Belajar dari Lingkungan, Pembelajaran Kontekstual melalui Observasi Tumbuhan di SKB Klaten
Klaten, 9 September 2025 – Pembelajaran Bahasa Indonesia di SKB Klaten dilakukan dengan cara yang kontekstual melalui kegiatan observasi tumbuhan di lingkungan sekitar. Kegiatan ini dilaksanakan oleh Zahra Aulia Moehan selaku mahasiswa Prodi Pendidikan Nonformal, Fakultas Ilmu Pendidikan. Kegiatan Praktik Kependidikan (PK) bersama warga belajar Paket C kelas X sebagai bagian dari pembelajaran materi Teks Laporan Hasil Observasi. Kegiatan diawali dengan penjelasan materi mengenai observasi, warga belajar dikenalkan dengan beberapa hal yang perlu diperhatikan, seperti menemukan fakta, menyusun pernyataan umum, mengenali ciri-ciri, serta menjelaskan manfaat dari objek yang diamati. Untuk membantu warga belajar memahami materi, diberikan contoh menggunakan tanaman replika yang tersedia di dalam kelas. Melalui contoh tersebut, warga belajar diajak untuk memahami bagaimana suatu objek diamati dan dijelaskan berdasarkan informasi yang ditemukan. Setelah memahami materi, warga belajar menerima LKPD (Lembar Kerja Peserta Didik) yang menjadi panduan selama kegiatan. Mereka kemudian diarahkan untuk keluar kelas dan melakukan pengamatan secara langsung terhadap tumbuhan yang terdapat di halaman dan lingkungan sekitar SKB Klaten.
Kegiatan observasi dilakukan dengan mengamati tumbuhan yang ditemukan di sekitar lingkungan SKB. Hasil pengamatan kemudian dicatat pada LKPD, termasuk informasi mengenai fakta, ciri-ciri, manfaat, serta pernyataan umum dari tumbuhan yang diamati. Setelah selesai melakukan pengamatan, warga belajar kembali berdiskusi bersama kelompok untuk mengolah hasil temuan mereka. Dari hasil pengamatan tersebut, setiap kelompok kemudian menyusun laporan sederhana berdasarkan informasi yang telah mereka peroleh. Tahap ini menjadi bagian penting dalam pembelajaran karena warga belajar tidak hanya mempelajari materi secara teori, tetapi juga mencoba menerapkannya secara langsung melalui objek yang ada di lingkungan mereka sendiri. Setelah laporan selesai disusun, perwakilan dari setiap kelompok diberikan kesempatan untuk mempresentasikan hasil pengamatannya di depan kelas. Kegiatan presentasi menjadi ruang bagi warga belajar untuk menyampaikan informasi yang telah mereka temukan sekaligus melatih keberanian dalam mengomunikasikan hasil pekerjaan mereka.
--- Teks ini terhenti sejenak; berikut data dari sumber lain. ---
PR #64, opened 2024-10-09
virtiofsd: avoid option not always present

cpaelzer:
The virtiofsd server changed a lot in recent years, the version in Noble is no more having the flock option. I considered doing a huge "if release then" but the benefit is minimal. We already link to upstreams collection of examples which has this and many more which all work depending on your needs and versions.

Let us just take away the flock hint to avoid users of the more modern stack that does it well right away to be blocked by an error about non existing options.


s-makin (approved):
Sounds sensible to me :)

PR #66, opened 2024-10-16
Remove duplicated block of text

Pexers:
Removes duplicated block of text


s-makin (approved):
Great catch! Thank you so much for taking the time to submit a PR, your help in improving the Server docs is much appreciated :)

PR #83, opened 2024-11-19
Fix broken link to Ubuntu bug

daveedoo:
As in the title


s-makin (approved):
Good catch! Thanks for taking the time to fix it :)

PR #90, opened 2024-12-02
Add Rediraffe support

s-makin:
This PR adds support for the [Rediraffe Sphinx extension](https://sphinxext-rediraffe.readthedocs.io/en/latest/).

This means that we don't have to keep track of what moved/deleted/renamed files need redirects (and then have to remember to add those to RTD after the fact). Redirects can be added alongside the changes in the same PR, so they are "live" as soon as the change is made.

### DIFF
--- a/contributing/submit-contribution.rst
+++ b/contributing/submit-contribution.rst
@@ -35,8 +35,8 @@ Check if you need redirects
 ===========================
 
 If you rename, move or delete an existing file, a corresponding redirect must
-be created to ensure users don't run into 404 errors in the published
-documentation.
+be created to ensure users don't run into 404 errors when clicking links in the
+published documentation.
 
 To set up a redirect, add a line to the end of the `redirects.txt` file in the
 root directory, in the following format:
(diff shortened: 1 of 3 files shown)


contributing/submit-contribution.rst
```diff
@@ -29,7 +29,26 @@ You can run:
...
    
 To perform a full spelling and link check. You can also run ``make`` by itself
-to see a list of all the possible ``make`` targets. 
+to see a list of all the possible ``make`` targets.
+
+Check if you need redirects
+===========================
+
+If you rename, move or delete an existing file, a corresponding redirect must
+be created to ensure users don't run into 404 errors in the published
```
bryceharrington, line 38: errors "when clicking links" in the published

redirects.txt
```diff
@@ -0,0 +1,9 @@
+# Comment lines start with a hash (#) and are ignored
+# Each redirect should appear on its own line
+# Do not include a file extension
+# Paths don't need a slash in front of them
+# We are using the dirhtml builder so we need a trailing slash at the end
+# The paths should match what's in the build directory
+# Example:
+# redirect/from redirect/to
```
bryceharrington, line 8: The directions say a trailing slash is necessary at the end, which makes the example here a bit confusing.  I assume what it really meant to say is that a trailing slash is required "for directories"?

The example might be more examplly if it looked more like an actual path in our docs, e.g.:
```
# howto/ how-to/
# how-to/foo.rst how-to/bar.rst
```

bryceharrington (changes requested):
Couple clarifications needed.  Also I think the boilerplate directions in the redirects.txt page could be improved a bit, although I'm sure once there's actual content there it'll be mostly obvious how to add more.

redirects.txt
s-makin: Thanks for picking this up - I very stupidly didn't include the trailing slashes in the example. If you put file extensions it will throw errors. Since we're using dirhtml to build, the built docs look like `/how-to/foo/index.html`, and since every "file" is index.html, you don't need to specify it. The file name is essentially nothing more than another directory. I'll tidy up the example and see if I can make this a bit more explicit to reduce potential for confusion.

bryceharrington: Looks great!

PR #91, opened 2024-12-10
Change install-nvidia-drivers.md to have correct --gpgpu position order

MitchellAugustin:
--gpgpu is ignored if it comes after the verb, since it is erroneously interpreted as a driver version in that case. Instead, it should go before the verb.


cpaelzer:
Thank you @MitchellAugustin , makes sense, is small and good without e.g. massive wording changes that needs further evaluation -> merging

Issue #93, opened 2024-12-11
docs: SSH not restarting with "sudo systemctl restart sshd.service"


WJ4IoT:
I notice the command "sudo systemctl restart sshd.service"" does not work on my system:
and "Failed to restart sshd.service: Unit sshd.service not found."

where the command "sudo systemctl restart ssh.service" just works.

I do not have an original "/etc/ssh/sshd_config" anymore because i am working on an older system but this system is now updated to the latest Ubuntu LTS server version (Ubuntu 24.04.1 LTS (GNU/Linux 6.8.0-50-generic x86_64), I do have "/etc/ssh/sshd_config.ucf-dist"),

How do I become in this case a fresh copy of "/etc/ssh/sshd_config"?
---
*Reported from: https://documentation.ubuntu.com/server/how-to/security/openssh-server/*

cpaelzer:
Hi @WJ4IoT ,
I first wanted to say that seems like a config issue, but it might be legit the more I look into it.

I noticed it was good earlier (e.g. jammy) and later (e.g. plucky) in a quick re-check.
While looking if I should file that bug I spotted that I'm about a month too late => https://bugs.launchpad.net/ubuntu/+source/openssh/+bug/2087949

It is already being fixed (that is why it works in plucky) and on the way for the fix to be backported.

For the docs, we could just make it `sshd`->`ssh` to avoid that issue immediately. And while `ssh.service` isn't as clear to be "the daemon" it is the primary name of the service file - so that should be fine.

WJ4IoT:
Thanks for your swiftly answer, I missed the "fantastic Ubuntu Summit" despite it was on walking distance from of my home.

PR #94, opened 2024-12-12
ssh: fix service reference

cpaelzer:
The old used to work and will work again after [1] is fixed, but the ssh service on disk is /usr/lib/systemd/system/ssh.service and sshd only an alias (which currently happens to be broken on noble). Using ssh.service in our examples avoids readers to stumble until fixed in an SRU and can stay as-is afterwards.

[1]: https://bugs.launchpad.net/ubuntu/+source/openssh/+bug/2087949

Fixes: #93

### DIFF
--- a/how-to/security/openssh-server.md
+++ b/how-to/security/openssh-server.md
@@ -53,7 +53,7 @@ Banner /etc/issue.net
 After making changes to the `/etc/ssh/sshd_config` file, save the file. Then, restart the `sshd` server application to effect the changes using the following command:
 
 ```bash
-sudo systemctl restart sshd.service
+sudo systemctl restart ssh.service
 ```
 
 > **Warning**:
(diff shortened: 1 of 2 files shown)


slyon (approved):
Yes, I can confirm this.

On Plucky:
```
root@pp:~# ll /usr/lib/systemd/system/ssh*.service
-rw-r--r-- 1 root root 561 Oct 30 14:33  /usr/lib/systemd/system/ssh.service
lrwxrwxrwx 1 root root  11 Nov 19 17:06  /usr/lib/systemd/system/sshd.service -> ssh.service
-rw-r--r-- 1 root root 341 Oct 30 14:33 '/usr/lib/systemd/system/sshd@.service'
```

On Noble:
```
$ ll /usr/lib/systemd/system/ssh*.service 
-rw-r--r-- 1 root root 538 Apr  4  2024 /usr/lib/systemd/system/ssh.service
```

lgtm.

PR #95, opened 2024-12-13
Add security intro

s-makin:
Adds an expanded introduction to security and a "suggestions" page that signposts all our other security-related content

(please don't merge yet, still not quite finished adding context to the suggestions page)

### DIFF
--- a/explanation/intro-to/security.md
+++ b/explanation/intro-to/security.md
@@ -2,168 +2,78 @@
 # Introduction to security
 
 Security should always be considered when installing, deploying, and using any
-type of computer system. Although a fresh installation of Ubuntu is relatively
-safe for immediate use on the Internet, it is important to have a balanced
-understanding of your system's security posture based on how it will be used
-after deployment.
+Ubuntu system. Although a fresh installation of Ubuntu is relatively safe for
+immediate use, it is important to have a balanced understanding of your
+system's security posture based on how it will be used after deployment. It's
+important to take a layered approach so that your system's security is not
+dependent on a single 
 
-## General guidance for all systems
+## Server security guidance
 
-It is generally good practice to take a proactive and layered approach to
-security. These suggestions are good practices for any Ubuntu system.
+Since Ubuntu is so endlessly customizable, a full guide to security hardening
+is beyond the scope of this documentation.
+However, there are good practices and security-related packages that could be
+applied to almost any Ubuntu system. See our
+{ref}`security suggestions <security-suggestions>` page for an overview of the
+good habits and practices that can be adopted by anyone running an Ubuntu
+system to make it more secure. It's not necessary to apply every suggestion --
+and the list is not exhaustive by any means -- but each one used creates an
+extra layer of security.
 
-## Keep your system up-to-date
+In a more advanced or complex setup, you may need to go further in your
+security outlook. There are specific packages available for your Server
+that will help with this, and we suggest some in the
+{ref}`advanced security <advanced-security>` section that you might want to
+consider for your use-case. Again, the list is not intended to be exhaustive,
+but rather a starting point.
 
-1. **Regularly update** your Ubuntu Server to keep it protected from known
-   vulnerabilities:
-
-   ```bash
-   sudo apt update && sudo apt upgrade
-   ```
-
-1. **Use the `unattended-upgrade` package** to automatically fetch and install
-   security updates and bug fixes:
-
-   ```
-   sudo apt install unattended-upgrades
-   ```
-
-   By default, `unattended-upgrade` runs daily, but this can be configured. See
-   the `unattended-upgrade`
-   [manual page](https://manpages.ubuntu.com/manpages/noble/en/man8/unattended-upgrades.8.html)
-   for details.
-
-1. **Use Ubuntu Pro**. If you are on an older Ubuntu release and don't want to
-   upgrade just yet, Ubuntu Pro provides
-   [10 years of security coverage](https://ubuntu.com/security/esm) for all
-   packages in the Main and Universe repositories. It is free for personal or
-   business use on up to 5 machines.
-
-1. **Remove packages you don't need**, to minimise the
-   potential attack surface. See our article on
-   {ref}`Package management <package-management>` for more details.
-
-1. It's also a good idea to **use the most up-to-date release** of Ubuntu
-   Server. We have instructions on
-   {ref}`how to upgrade your release <upgrade-your-release>`.
-
-## Access Control
-
-1. **Use and enforce** the [principle of least privilege](https://en.wikipedia.org/wiki/Principle_of_least_privilege):
-
-   * This means creating non-root user accounts with as few privileges as possible
-   * Not using `sudo` (root access) except for administration tasks
-   * For more details on basic access control, see our {ref}`guide on user management <user-management>` 
-
-1. Use the **Secure Shell (SSH)** protocol to secure remote access. In Ubuntu,
-   this is managed through the OpenSSH software. For details on setting up
-   OpenSSH, refer to our {ref}`guide to OpenSSH <openssh-server>`.
-
-1. For larger or more complex setups, access control is usually gated through
-   tools such as OpenLDAP. Refer to our
-   {ref}`introduction to OpenLDAP <introduction-to-openldap>`
-   for more details, or see our section
-   {ref}`on how to set up OpenLDAP <how-to-openldap>`.
-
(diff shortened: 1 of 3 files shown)


explanation/intro-to/security.md
```diff
@@ -1,14 +1,79 @@
 (introduction-to-security)=
 # Introduction to security
 
-Security should always be considered when installing, deploying, and using any type of computer system. Although a fresh installation of Ubuntu is relatively safe for immediate use on the Internet, it is important to have a balanced understanding of your system's security posture based on how it will be used after deployment.
+Security should always be considered when installing, deploying, and using any
+Ubuntu system. Although a fresh installation of Ubuntu is relatively safe for
+immediate use, it is important to have a balanced understanding of your
+system's security posture based on how it will be used after deployment. It's
+important to take a layered approach so that your system's security is not
+dependent on a single
```
cpaelzer, line 9: single what?

explanation/intro-to/security.md
```diff
@@ -1,14 +1,79 @@
...
+extra layer of security.
+
+In a more advanced or complex setup, you may need to go further in your
+security outlook. There are specific packages available for your Server
+that will help with this, and we suggest some in the
+{ref}`advanced security <advanced-security>` section that you might want to
+consider for your use-case. Again, the list is not intended to be exhaustive,
+but rather a starting point.
+
+For a more thorough treatment of security in Ubuntu, we recommend checking
```
cpaelzer, line 30: "we also recommend" otherwise it sounds like read here is you ar not serious but there if you are.

cpaelzer: And sadly - as we know and as of today - there people find mostly marketing and not so much actionable

explanation/intro-to/security.md
```diff
@@ -1,14 +1,79 @@
...
+out the [Ubuntu Security documentation](https://ubuntu.com/security).
+
+## Ubuntu Pro
+
+Canonical offers security, compliance and support services through the
+[Ubuntu Pro](https://ubuntu.com/pro) subscription. Ubuntu Pro is available
+for free on up to 5 machines (for business or personal use). Although the
+compliance and certification features of Ubuntu Pro are likely to be of more
+interest to enterprise users, the security patching features are great for
```
cpaelzer, line 39: That sounds odd, how about "security patching features" -> "enhanced security coverage"

explanation/intro-to/security.md
```diff
@@ -1,14 +1,79 @@
...
+anyone using Ubuntu.
+
+All of the Ubuntu Pro features can be managed on the command line via the
+[Ubuntu Pro Client](https://canonical-ubuntu-pro-client.readthedocs-hosted.com/en/latest/)
+utility, which also has an API for easier automation.
+
+### Vulnerability management
+
+In a standard Ubuntu LTS release, security support is provided for packages in
+the Main repository for 5 years. With Ubuntu Pro, this is expanded to 10 years,
```
cpaelzer, line 49: is this mentioning of main worth a link to the page explaining the components?

explanation/security/security_suggestions.md
```diff
@@ -0,0 +1,177 @@
...
+   * For more details on basic access control, see our {ref}`guide on user management <user-management>`.
+
+### Network security
+
+1. **Use a firewall**. In Ubuntu, the uncomplicated firewall (`ufw`) tool is
+   used to configure firewalls. `ufw` is a wrapper around the `iptables` utility
+   (which experienced system admins may prefer to use directly). To get started
+   with `ufw`, check out our {ref}`firewalls` guide.
+
+1. **Use the Secure Shell (SSH)** protocol to secure remote access. In Ubuntu,
```
cpaelzer, line 83: Using ssh is fine, the art is doing it well.

We sadly lack content here on the pages to suggest proper key types and sizes, use passphrases, potentially suggest storing the private key securely as well as something like two factor like http://www.justgohome.co.uk/blog/2013/07/better-two-factor-ssh-authentication-on-ubuntu.html
If not there yet we at least should track that as an extension of the content.

explanation/security/security_suggestions.md
```diff
@@ -0,0 +1,177 @@
...
+   implemented through OpenLDAP. Refer to our
+   {ref}`introduction to OpenLDAP <introduction-to-openldap>`
+   for more details, or see our section
+   {ref}`on how to set up OpenLDAP <how-to-openldap>`.
+1. **Kerberos** is a network authentication protocol that provides identity
+   verification for distributed environments, commonly used in enterprise
+   systems. Learn more in our
+   {ref}`introduction to Kerberos <introduction-to-kerberos>`, or see our
+   section on how to {ref}`set up and use Kerberos <how-to-kerberos>`.
+1. **System Security Services Daemon (SSSD)** is a collection of daemons that
```
cpaelzer, line 118: To be fair to all options, should we include integration into an active directory in this list?

explanation/security/security_suggestions.md
```diff
@@ -0,0 +1,177 @@
...
+   * {ref}`How to set up WireGuard VPN <how-to-wireguard-vpn>`
+
+1. **OpenVPN**
+   
+   * {ref}`About OpenVPN clients <openvpn-client-implementations>`
+   * {ref}`How to install OpenVPN <install-openvpn>`
+
+### Security of communications
+
+1. **TLS/SSL** for secure communication
```
cpaelzer, line 140: I think we need here a short "why you'd want transport security" in general, and can then refer to those examples - because in reality it is always different and depends on the solution they are setting up.

Remiding users to use some transport level secuirty is fair without explaining all potential options.
Just be open that many stacks offer it, some even try to use it by default, but even then it requires certificate/secrets management which is why it almost always needs the system administrator to get it to be really good.

cpaelzer (commented):
Provided some in-line comments to further guide you.
You said it isn't yet fully ready, so I'm neither approving nor rejecting at this stage.

explanation/intro-to/security.md
s-makin: oops, good catch!

explanation/intro-to/security.md
s-makin: Agreed, that sounds much better

explanation/intro-to/security.md
s-makin: I'm not sure we have a good single official source for this - except maybe the packaging guide. I've added a link to the packaging guide section on components, but can change it if there's a better one.

explanation/security/security_suggestions.md
s-makin: I think this is content the security team is planning to include in their new/expanded docs - once I have a link I can include it here.

explanation/security/security_suggestions.md
s-makin: Sounds good, I can add it :)

explanation/security/security_suggestions.md
s-makin: I've added a little paragraph about it, but since the pages I highlighted in my comment are all in the cryptography section (mentioned later) I'm going to just leave it at that. I believe that the security team intends to have some content about TLS/SSL so again, once that exists, I'll link to it from here.

s-makin:
> Provided some in-line comments to further guide you. You said it isn't yet fully ready, so I'm neither approving nor rejecting at this stage.

Thanks for the initial comments, they were really helpful. At the time I'd only managed to write up about 3/4 of the contextual text I wanted to include, but it's now fully included and I've incorporated your feedback as well. I'd say this is now ready to be reviewed as normal.

explanation/security/security_suggestions.md
cpaelzer: yeah since it is "external" I'm ok to wait for that to exist

cpaelzer (approved):
Hey, I like it.
Thanks for adding AD and ack to add the ssh hardening when it is in official docs.
What you have improves te landing and suggestion elements of security quite nicely.
And as intended we can add/link more

The only concern I have is that diataxis made these things appear in so many places.
The pages are good, but e.g. the fold-out in "Explanation -> security -> suggestions" is so much smaller than e.g. the list in "Advanced Access Control", "Security of communications" , ...
Normally you'd think an outline nav to match what is on the page, but this is the diataxis grouping which has pro's and con's here showing a Con - not a fault or problem with this PR.

Despite this slight navigation loss it provides nice "getting started" pages for the topic, which was the intent.

I'm +1 and we can land this, further polishing as requests or insights come up are for the future.

PR #97, opened 2024-12-14
./easyrsa gen-dh command generates dh.pem, not dh2048.pem

yukihane:


cpaelzer:
Hi and thanks @yukihane ,
I verified if it might have been a different name in different releases, but at least jammy, noble and plucky which I tried all behave exactly the same and indeed generate dh.pem, not dh2048.pem.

Penggunaan lingkungan sekitar sebagai sumber belajar membuat materi observasi lebih mudah dipahami karena warga belajar dapat melihat dan mengamati objek secara langsung. Pembelajaran juga tidak hanya berfokus pada penyampaian materi, tetapi memberikan kesempatan kepada warga belajar untuk mencari informasi, berdiskusi, menulis, dan menyampaikan hasilnya.
Kegiatan tersebut sejalan dengan Sustainable Development Goal (SDG) 4: Pendidikan Berkualitas, khususnya dalam upaya menciptakan proses pembelajaran yang inklusif, bermakna, dan mendorong keterlibatan aktif peserta didik. Melalui kegiatan observasi, warga belajar dilatih untuk mengembangkan kemampuan memahami informasi, mencatat fakta, menyusun tulisan, serta mengomunikasikan hasil pengamatan. Selain itu, pemanfaatan tumbuhan dan lingkungan SKB sebagai sumber belajar juga memiliki keterkaitan dengan SDG 15: Ekosistem Daratan. Meskipun kegiatan ini tidak secara langsung berupa program pelestarian lingkungan, pembelajaran melalui pengamatan tumbuhan dapat menjadi salah satu cara untuk mengenalkan warga belajar pada lingkungan yang ada di sekitar mereka.
Melalui kegiatan sederhana tersebut, pembelajaran Bahasa Indonesia diharapkan tidak hanya memberikan pemahaman mengenai materi observasi, tetapi juga memberikan pengalaman belajar yang dekat dengan kehidupan sehari-hari. Lingkungan sekitar SKB pun dapat dimanfaatkan sebagai ruang belajar yang membantu warga belajar menghubungkan materi dengan kondisi nyata di sekitarnya.